The idea is that the graph displays the event totals in a timeline as they occurred. It seems to make it easier to determine roughly when actions took place. In other words, is there event skew? Not skew for a particular event, which is what the Hotsos/Method-R Profiler gives you, but across the entire trace interval. The timeline should help determine if all of the activity took place in a small set of intervals, or evenly across the whole interval, or perhaps like my original problem in spurts. The resource profile that goes along with this graph looks like the following:


                          Total Event  % Event    Total  --------------- Cumulative ----------------
Event Name                 Time (sec)     Time   Events  Avg Time(sec)  Min Time(sec)  Max Time(sec)
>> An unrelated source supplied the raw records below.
PR #3342, opened 2026-07-20
feat(sync): add safe NanoGPT model catalog sync

huggix:
## Summary

This supersedes #2891 with the sync implementation separated from generated catalog data, addressing the automated review feedback.

- add NanoGPT as an automated aggregator sync source
- consume verified `reasoning_efforts` rather than inferring controls from IDs
- preserve existing prices when source pricing is null and omit modality-dependent token prices
- refresh `limit.input` from the source context length
- factor known variants through canonical `base_model` metadata
- use the normal stale-entry deletion behavior
- never propagate NanoGPT's internal `providers` field
- leave generated model files to the existing hourly automation

## Safety and compatibility

- NanoGPT's source change is additive and limited to the detailed catalog response
- no provider identifiers are written to models.dev output
- missing pricing is never converted to zero
- fixed-reasoning models do not receive invented toggles
- open-weight metadata is sourced explicitly or inherited from canonical metadata

## Evidence

- [Models endpoint](https://docs.nano-gpt.com/api-reference/endpoint/models) documents the public `/api/v1/models?detailed=true` catalog and its detailed pricing, limits, and capability fields.
- [Live detailed catalog](https://nano-gpt.com/api/v1/models?detailed=true) is the authoritative per-model source for the optional `reasoning_efforts` arrays consumed by this sync.
- [Chat Completions reasoning effort](https://docs.nano-gpt.com/api-reference/endpoint/chat-completion#parameter-reasoning-effort) documents the request values represented by those arrays: `none`, `minimal`, `low`, `medium`, `high`, and `xhigh`.
- [Model suffixes](https://docs.nano-gpt.com/api-reference/miscellaneous/model-suffixes) documents thinking and budget aliases normalized before canonical `base_model` lookup.

## Verification

- `bun test packages/core/test/sync.test.ts` — 50 passing
- `bun validate`
- live dry run on 2026-07-20 — 57 created, 544 updated, 59 stale removed, 14 unchanged
- generated-output audit — no provider fields, no invalid input limits, and no inferred toggle controls

### DIFF
--- a/package.json
+++ b/package.json
@@ -28,6 +28,7 @@
     "huggingface:sync": "bun ./packages/core/script/sync-models.ts huggingface",
     "kilo:sync": "bun ./packages/core/script/sync-models.ts kilo",
     "llmgateway:sync": "bun ./packages/core/script/sync-models.ts llmgateway",
+    "nano-gpt:sync": "bun ./packages/core/script/sync-models.ts nano-gpt",
     "venice:sync": "bun ./packages/core/script/sync-models.ts venice",
     "vercel:generate": "bun ./packages/core/script/sync-models.ts vercel",
     "wandb:generate": "bun ./packages/core/script/sync-models.ts wandb",
--- a/packages/core/src/sync/index.ts
+++ b/packages/core/src/sync/index.ts
@@ -73,6 +73,7 @@ export interface SyncProvider<SourceModel> {
   deleteMissing?: boolean;
   preserveSymlinks?: boolean;
   preserveBaseModels?: boolean;
+  preserveDescriptions?: boolean;
   sameModel?(current: ExistingModel, desired: SyncedModel): boolean;
   missingNotice?(paths: string[]): string[];
   /**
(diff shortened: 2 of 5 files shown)


rekram1-node:
plz address review

huggix:
Addressed both review items in 4df632f6a:

- canonical lookup now normalizes legacy `-thinking` and Anthropic `:<number>` budget suffixes, then deterministically probes canonical metadata for unprefixed IDs
- regression coverage includes the cited Claude, Gemini, and Qwen examples
- generated-output verification confirms those entries now serialize with `base_model`
- the PR body now includes an Evidence section linking the detailed catalog, live `reasoning_efforts` source, reasoning-effort semantics, and suffix documentation

The validation/SDK workflow is green; the refreshed automated review is still running.

huggix:
@rekram1-node Thanks for the ping. conflicts should be closed now.

huggix:
@rekram1-node Could you let me know if there is anything else we can do from our side?

jonaspm:
wohoo!! congratulations and AWESOME work! @huggix

PR #3346, opened 2026-07-20
Add ILaaS provider

lnussbaum:
* Add ILaaS (<https://www.ilaas.fr/>)
* Start with adding a single model, but others (listed on <https://www.ilaas.fr/liste-des-modeles-llms/>) will follow in a subsequent PR.


rekram1-node:
Where is the logo?

lnussbaum:
> ## Action items
> * **[medium] [possible mistake]** `providers/ilaas/models/scaleway/glm-5.2.toml:2` - **Check:** `reasoning_options` must reflect ILaaS’s own inference API, not an upstream or sibling provider. **Why:** The entry claims `effort` values `none|low|medium|high`, matching Scaleway’s `glm-5.2` entry exactly, but the PR only links the ILaaS model list and gives no ILaaS API/docs evidence that this gateway accepts those controls. Unverified options misrepresent caller-facing capabilities. **Action:** Cite ILaaS API docs (or a reproduced request) for the exact field/values, or set `reasoning_options = []` until a control is verified on ILaaS.

I verified this is correct

> * **[medium] [possible mistake]** `providers/ilaas/provider.toml:5` - **Check:** `api` must be the stable OpenAI-compatible base URL callers should use. **Why:** `https://devllm.ilaas.fr/v1` looks like a development host (`devllm`), which is an unusual production catalog endpoint and may be wrong or unstable for clients. **Action:** Confirm and document the public production base URL; replace this if `devllm` is not the intended endpoint.

I verified this is correct (it's "dev" as in "LLM for development tasks")

> * **[medium] [possible mistake]** `providers/ilaas/models/scaleway/glm-5.2.toml:7-9` - **Check:** Provider `[limit]` overrides need ILaaS-sourced evidence when they diverge from `base_model`. **Why:** Context `256_000` and output `16_384` override the base model’s `1_000_000` / `131_072` and match Scaleway’s serving limits exactly, with no PR mapping from ILaaS docs to these numbers. **Action:** Cite the ILaaS model page/API for these limits, or drop the override so inherited base limits remain until ILaaS values are verified.

I verified this is correct

> * **[low] [possible mistake]** `providers/ilaas/models/scaleway/glm-5.2.toml:4-5` - **Check:** `[interleaved]` is provider-specific and must match this API’s response shape. **Why:** `reasoning_content` is asserted without ILaaS evidence (and Scaleway’s own `glm-5.2` entry does not declare it), so this may be incorrect. **Action:** Cite ILaaS response docs or a sample payload showing that field; otherwise remove `[interleaved]`.

I verified this is correct; other GLM-5.2 providers use this as well

> * **[low] [possible mistake]** `providers/ilaas/models/scaleway/glm-5.2.toml:1` - **Check:** Provider models should include `[cost]` (USD per million tokens) when pricing is known, including free tiers as `0`. **Why:** No cost is authored and the PR body does not state whether ILaaS is free or paid, so catalog pricing is incomplete/unverifiable. **Action:** Add ILaaS pricing (or `input = 0` / `output = 0` if free) and cite the pricing/model page claim in the PR body.

ILaaS is currently free for those who have access to it (all researchers and university professors in France), so not including cost sounds correct.

PR #3367, opened 2026-07-21
adds AKI.IO as provider

aki-io-team:
Adds AKI.IO as a new provider with 6 models.

Models to be added:

- kimi-k2.7-code-1100b
- minimax-m2.5-230b
- gpt-oss-120b
- mistral4-119b
- qwen-3.6-35b-a3b
- gemma4-26b-a4b

To validate the values, in case there are confusing, please see our documentation.

Per-model limits is described here: 
https://aki.io/docs/compatibility/openai-api-compatibility/

Per-model pricing of the list models is described here for reference: 
https://aki.io/#pricing

A agent integration guide to access the models can be found here: 
https://aki.io/docs/compatibility/for-ai-coding-agents/


aki-io-team:
oh dear, the agent blew up over reasoning_effort = 'none' . 

We think it is a more useful option to have 'none' as reasoning effort instead of having some reasoning_efforts on some models and a lever that enables/disables reasoning on others or in combination with an additional knob for reasoning_efforts but not the option none. Effort 'none' is what it says, don't do reasoning.

PR #3371, opened 2026-07-22
fix(deepseek): deprecate legacy model aliases

punkisnotdead3:
## Summary

- mark `deepseek-chat` and `deepseek-reasoner` as deprecated so clients stop offering the legacy aliases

------------------------  -----------  -------  -------  -------------  -------------  -------------
SQL*Net message from         0.801698    77.92      262       0.003060       0.000280       0.150290
client
SQL*Net more data from       0.132364    12.87      520       0.000255       0.000003       0.019935
client
CPU Service                  0.058989     5.73      478       0.000123       0.000000       0.010998
unaccounted-for              0.033580     3.26
library cache pin            0.000746     0.07        4       0.000187       0.000147       0.000254
library cache lock           0.000610     0.06        3       0.000203       0.000161       0.000237
gc current grant busy        0.000563     0.05        1       0.000563       0.000563       0.000563
SQL*Net message to           0.000285     0.03      262       0.000001       0.000000       0.000031
Client
SQL*Net more data to         0.000016     0.00        1       0.000016       0.000016       0.000016
client
------------------------  -----------  -------  -------  -------------  -------------  -------------
Total                        1.028851   100.00    1,531

I’ll have more to say about this in the near future.